This is really ugly.  These internal details of the network layer have
no place in sunrpc code. There must be a better way.

Can we pass '0' for the kern arg to __sock_create()?  That should fix
the refcounting issues, but might mess up security labelling.

Can we wait for something before we call put_net() to release the net.

Maybe we want to split the "kern" arg t __sock_create() and have
"kern" which affects labeling and "refnet" with affects refcounting the
net.

I had a quick look and very nearly every caller of __sock_create()
outside of net/core really does want refcount.  Many callers of
sock_create_kern() possibly don't.

So I really think this needs to be cleaned up in net/core, not in all
the different network clients in the kernel.

Thanks,
NeilBrown


>  		if ((error = kernel_listen(sock, 64)) < 0)
>  			goto bummer;
>  	}
> diff --git a/net/sunrpc/xprtsock.c b/net/sunrpc/xprtsock.c
> index d2f31b59457b..0f0b9f9283d9 100644
> --- a/net/sunrpc/xprtsock.c
> +++ b/net/sunrpc/xprtsock.c
> @@ -1942,6 +1942,12 @@ static struct socket *xs_create_sock(struct rpc_xprt *xprt,
>  		goto out;
>  	}
>  
> +	if (protocol == IPPROTO_TCP) {
> +		__netns_tracker_free(xprt->xprt_net, &sock->sk->ns_tracker, false);
> +		sock->sk->sk_net_refcnt = 1;
> +		get_net_track(xprt->xprt_net, &sock->sk->ns_tracker, GFP_KERNEL);
> +		sock_inuse_add(xprt->xprt_net, 1);
> +	}
>  	filp = sock_alloc_file(sock, O_NONBLOCK, NULL);
>  	if (IS_ERR(filp))
>  		return ERR_CAST(filp);
> -- 
> 2.34.1
> 
>
Kuniyuki Iwashima Nov. 12, 2024, 12:13 a.m. UTC | #4
From: "NeilBrown" <neilb@suse.de>
Date: Tue, 12 Nov 2024 10:52:34 +1100
> > diff --git a/net/sunrpc/svcsock.c b/net/sunrpc/svcsock.c
> > index 6f272013fd9b..d4330aaadc23 100644
> > --- a/net/sunrpc/svcsock.c
> > +++ b/net/sunrpc/svcsock.c
> > @@ -1551,6 +1551,10 @@ static struct svc_xprt *svc_create_socket(struct svc_serv *serv,
> >  	newlen = error;
> >  
> >  	if (protocol == IPPROTO_TCP) {
> > +		__netns_tracker_free(net, &sock->sk->ns_tracker, false);
> > +		sock->sk->sk_net_refcnt = 1;
> > +		get_net_track(net, &sock->sk->ns_tracker, GFP_KERNEL);
> > +		sock_inuse_add(net, 1);
> 
> This is really ugly.  These internal details of the network layer have
> no place in sunrpc code. There must be a better way.
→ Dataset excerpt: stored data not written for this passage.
PR #194, opened 2025-10-01
small fixups to cargo-all-features

roypat:
- Turns out any cargo subcommand can be ran like this, instead of just the ones documented on the cargo-all-features crates.io page, so run clippy like this as well
- convert one last forgotten step (unittests-gnu)
- revert riscv64 tests back to using --all-features, as compiling multiple permutations is simply too slow in the emulated environment :(

### Summary of the PR

### Requirements

requirements:

  test.

### DIFF
--- a/.buildkite/test_description.json
+++ b/.buildkite/test_description.json
@@ -5,7 +5,13 @@
       "command": "RUSTFLAGS=\"-D warnings\" cargo all-features build --release --workspace --all-targets",
       "platform": [
         "x86_64",
-        "aarch64",
+        "aarch64"
+      ]
+    },
+    {
+      "test_name": "build-gnu",
+      "command": "RUSTFLAGS=\"-D warnings\" cargo build --all-features --release --workspace --all-targets",
+      "platform": [
         "riscv64"
       ]
     },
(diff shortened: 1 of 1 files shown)


ShadowCurse (dismissed):

roypat:
> @roypat LGTM, but my question now is, should we use `cargo-all-features` everywhere, or for example just with `clippy` and `test` ?

Mh, yeah, I suppose if we do clippy, then we don't strictly need it for build as well, but then, what would the default build test be (because I wouldn't be completely comfortable to not have one at all)? Because if it falls back to --all-features, it won't work for vhost.

> Can we just do some steps (e.g. `build`) with just a subset instead of all combinations?

I don't think so sadly :(

stefano-garzarella:
> > > > @roypat LGTM, but my question now is, should we use `cargo-all-features` everywhere, or for example just with `clippy` and `test` ?
> > > 
> > > 
> > > Mh, yeah, I suppose if we do clippy, then we don't strictly need it for build as well, but then, what would the default build test be (because I wouldn't be completely comfortable to not have one at all)? Because if it falls back to --all-features, it won't work for vhost.
> > 
> > 
> > Default features?
> 
> Mh, yeah, I could be convinced of that. Do you feel strongly about changing this, or are you also happy to leave things as they are?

I asked to do this way.  I agree this way is really ugly.  Similar
code exists in MPTCP, SMC, CIFS, etc, so I plan to add a new API for
this case, but this requires huge change adding a new parameter for
->create() prototype and the changes are not backportable.
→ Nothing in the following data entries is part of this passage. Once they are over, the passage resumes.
PR #195, opened 2025-10-02
ci: add --cfg for cargo doc to disable compile_error!()

roypat:
Some crates, such as vhost, use compile_error!() to indicate that mutually exclusive feature have been specified. This leads to problems when running cargo doc --all-features, which will inevitably trigger these conditions and then lead to documentation not building (for this reason, the vhost documentation currently fails to build on docs.rs for example).

Add a custom cfg that gets passed via RUSTFLAGS in the cargo doc CI step on whose absense these compile_error!() macros can be gated, so that they dont cause issues when building documentation in CI

See also rust-vmm/vhost#326

### Summary of the PR

### Requirements

requirements:

  test.

### DIFF
--- a/.buildkite/test_description.json
+++ b/.buildkite/test_description.json
@@ -29,7 +29,7 @@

https://github.com/q2ven/linux/commit/bb8b8814a73b3f50c3fef5eaf8d30d8c1df43e7b
https://github.com/q2ven/linux/commits/427_2

After my series, we can use the following but cannot backport it to
stable.

  sock_create_net(net, family, type, protocol);

  e.g. commit for MPTCP
  https://github.com/q2ven/linux/commit/24a4647561272c1e67a685d8403e27eb863398cf

That's why I suggested to go with the ugly way and I will clean them
up in the next cycle.

So, finally the sunrpc code will be much cleaner and the netns refcnt
will be touched only in the core code.


> 
> Can we pass '0' for the kern arg to __sock_create()?  That should fix
> the refcounting issues, but might mess up security labelling.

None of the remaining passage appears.